§ **Problem**
Where does "getValueMapFromBindings" appear in the data? Return each line that holds it.

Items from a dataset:
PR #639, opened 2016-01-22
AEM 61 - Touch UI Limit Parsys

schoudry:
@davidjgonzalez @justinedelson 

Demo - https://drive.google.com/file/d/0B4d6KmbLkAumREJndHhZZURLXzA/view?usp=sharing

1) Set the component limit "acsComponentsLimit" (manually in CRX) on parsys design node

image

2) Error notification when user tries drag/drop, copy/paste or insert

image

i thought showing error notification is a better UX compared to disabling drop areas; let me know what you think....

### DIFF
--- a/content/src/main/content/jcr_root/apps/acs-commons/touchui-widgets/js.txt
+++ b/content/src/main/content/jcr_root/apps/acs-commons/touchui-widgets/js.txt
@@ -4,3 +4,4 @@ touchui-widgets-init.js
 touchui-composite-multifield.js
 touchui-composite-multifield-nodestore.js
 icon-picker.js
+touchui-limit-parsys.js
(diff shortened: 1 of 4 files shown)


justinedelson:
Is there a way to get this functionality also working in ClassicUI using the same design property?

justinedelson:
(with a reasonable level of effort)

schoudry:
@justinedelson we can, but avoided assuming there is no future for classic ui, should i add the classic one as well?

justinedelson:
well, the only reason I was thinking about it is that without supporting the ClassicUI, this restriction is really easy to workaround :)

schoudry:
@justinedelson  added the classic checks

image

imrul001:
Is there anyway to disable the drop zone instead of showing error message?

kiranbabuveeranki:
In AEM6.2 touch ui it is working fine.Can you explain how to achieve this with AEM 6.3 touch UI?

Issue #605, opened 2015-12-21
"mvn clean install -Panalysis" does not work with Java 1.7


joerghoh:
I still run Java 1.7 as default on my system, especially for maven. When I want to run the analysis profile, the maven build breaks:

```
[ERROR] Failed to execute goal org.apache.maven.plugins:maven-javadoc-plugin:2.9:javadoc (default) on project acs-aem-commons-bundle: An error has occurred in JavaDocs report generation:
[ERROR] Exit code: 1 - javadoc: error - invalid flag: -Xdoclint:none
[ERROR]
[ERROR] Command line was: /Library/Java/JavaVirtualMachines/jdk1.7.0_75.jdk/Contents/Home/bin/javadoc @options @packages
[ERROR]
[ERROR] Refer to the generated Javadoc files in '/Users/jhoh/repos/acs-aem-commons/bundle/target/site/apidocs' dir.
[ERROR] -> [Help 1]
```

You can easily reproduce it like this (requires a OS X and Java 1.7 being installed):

==

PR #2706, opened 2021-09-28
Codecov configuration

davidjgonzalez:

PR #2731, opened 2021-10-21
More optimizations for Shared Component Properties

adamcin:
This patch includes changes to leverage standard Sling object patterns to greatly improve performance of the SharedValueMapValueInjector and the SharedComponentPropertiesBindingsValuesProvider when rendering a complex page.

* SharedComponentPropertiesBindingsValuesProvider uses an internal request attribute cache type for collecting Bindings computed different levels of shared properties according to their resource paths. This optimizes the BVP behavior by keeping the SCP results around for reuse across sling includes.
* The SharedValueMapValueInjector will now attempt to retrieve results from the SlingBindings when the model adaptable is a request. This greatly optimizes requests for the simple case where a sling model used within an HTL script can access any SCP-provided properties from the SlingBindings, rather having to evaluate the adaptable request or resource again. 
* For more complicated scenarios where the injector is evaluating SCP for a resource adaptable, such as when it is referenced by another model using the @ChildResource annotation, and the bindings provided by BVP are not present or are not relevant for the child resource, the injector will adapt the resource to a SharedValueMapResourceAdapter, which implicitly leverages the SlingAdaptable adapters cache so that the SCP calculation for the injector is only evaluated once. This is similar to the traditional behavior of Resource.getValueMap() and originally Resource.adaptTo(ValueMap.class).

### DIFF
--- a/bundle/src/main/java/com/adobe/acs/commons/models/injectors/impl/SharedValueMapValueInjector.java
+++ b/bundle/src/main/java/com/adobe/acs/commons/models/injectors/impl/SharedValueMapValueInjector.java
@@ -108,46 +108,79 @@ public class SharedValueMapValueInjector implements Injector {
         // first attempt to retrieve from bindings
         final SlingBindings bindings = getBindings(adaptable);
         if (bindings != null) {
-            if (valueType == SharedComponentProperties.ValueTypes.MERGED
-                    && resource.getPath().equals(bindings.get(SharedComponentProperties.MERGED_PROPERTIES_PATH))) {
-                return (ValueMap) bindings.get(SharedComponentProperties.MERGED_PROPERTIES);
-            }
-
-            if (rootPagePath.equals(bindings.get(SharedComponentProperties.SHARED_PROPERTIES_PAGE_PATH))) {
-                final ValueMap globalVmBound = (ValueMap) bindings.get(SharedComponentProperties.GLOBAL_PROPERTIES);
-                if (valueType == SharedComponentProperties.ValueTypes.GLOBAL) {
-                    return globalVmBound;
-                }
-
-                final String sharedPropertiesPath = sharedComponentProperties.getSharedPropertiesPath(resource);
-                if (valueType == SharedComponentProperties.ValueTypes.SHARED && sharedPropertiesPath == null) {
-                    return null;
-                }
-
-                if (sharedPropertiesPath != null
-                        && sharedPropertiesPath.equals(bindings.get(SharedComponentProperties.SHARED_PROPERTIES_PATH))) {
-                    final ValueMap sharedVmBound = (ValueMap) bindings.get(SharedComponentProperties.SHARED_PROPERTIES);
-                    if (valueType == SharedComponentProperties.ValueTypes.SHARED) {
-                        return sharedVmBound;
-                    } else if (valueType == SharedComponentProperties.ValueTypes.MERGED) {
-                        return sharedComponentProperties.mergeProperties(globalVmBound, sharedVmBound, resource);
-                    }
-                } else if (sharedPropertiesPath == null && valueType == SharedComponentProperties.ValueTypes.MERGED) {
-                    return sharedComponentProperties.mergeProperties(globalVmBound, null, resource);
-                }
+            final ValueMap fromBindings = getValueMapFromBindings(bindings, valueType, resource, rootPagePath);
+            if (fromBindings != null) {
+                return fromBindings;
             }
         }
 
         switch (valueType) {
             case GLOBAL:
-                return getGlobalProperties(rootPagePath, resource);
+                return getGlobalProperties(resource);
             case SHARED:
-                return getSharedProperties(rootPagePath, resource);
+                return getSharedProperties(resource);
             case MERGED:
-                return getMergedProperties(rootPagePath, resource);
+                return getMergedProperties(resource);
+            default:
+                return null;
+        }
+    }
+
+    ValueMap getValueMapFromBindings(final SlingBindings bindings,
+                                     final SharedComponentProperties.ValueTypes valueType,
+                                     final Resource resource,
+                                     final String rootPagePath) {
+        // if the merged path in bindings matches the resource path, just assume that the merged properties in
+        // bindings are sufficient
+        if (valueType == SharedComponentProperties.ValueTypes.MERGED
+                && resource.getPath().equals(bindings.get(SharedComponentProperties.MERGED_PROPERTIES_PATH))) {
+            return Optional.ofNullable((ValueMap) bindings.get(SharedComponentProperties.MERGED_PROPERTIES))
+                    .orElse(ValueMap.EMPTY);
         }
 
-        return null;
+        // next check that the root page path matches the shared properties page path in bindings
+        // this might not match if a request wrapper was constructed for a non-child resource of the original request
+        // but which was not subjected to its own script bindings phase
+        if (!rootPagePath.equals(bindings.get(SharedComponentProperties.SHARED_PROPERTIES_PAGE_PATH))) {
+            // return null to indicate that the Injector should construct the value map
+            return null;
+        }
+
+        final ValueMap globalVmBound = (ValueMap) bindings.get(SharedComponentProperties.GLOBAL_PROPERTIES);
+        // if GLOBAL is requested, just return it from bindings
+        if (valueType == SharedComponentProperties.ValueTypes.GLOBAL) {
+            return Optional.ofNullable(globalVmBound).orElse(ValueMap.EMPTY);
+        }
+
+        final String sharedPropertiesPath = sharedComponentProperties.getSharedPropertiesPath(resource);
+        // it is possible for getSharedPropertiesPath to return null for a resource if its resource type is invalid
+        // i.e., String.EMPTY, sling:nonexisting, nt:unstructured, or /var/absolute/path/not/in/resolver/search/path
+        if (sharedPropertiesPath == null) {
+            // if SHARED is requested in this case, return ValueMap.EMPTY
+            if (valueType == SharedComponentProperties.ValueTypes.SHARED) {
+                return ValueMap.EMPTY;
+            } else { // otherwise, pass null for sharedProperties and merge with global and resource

§ **Task solution**
+            final ValueMap fromBindings = getValueMapFromBindings(bindings, valueType, resource, rootPagePath);
+    ValueMap getValueMapFromBindings(final SlingBindings bindings,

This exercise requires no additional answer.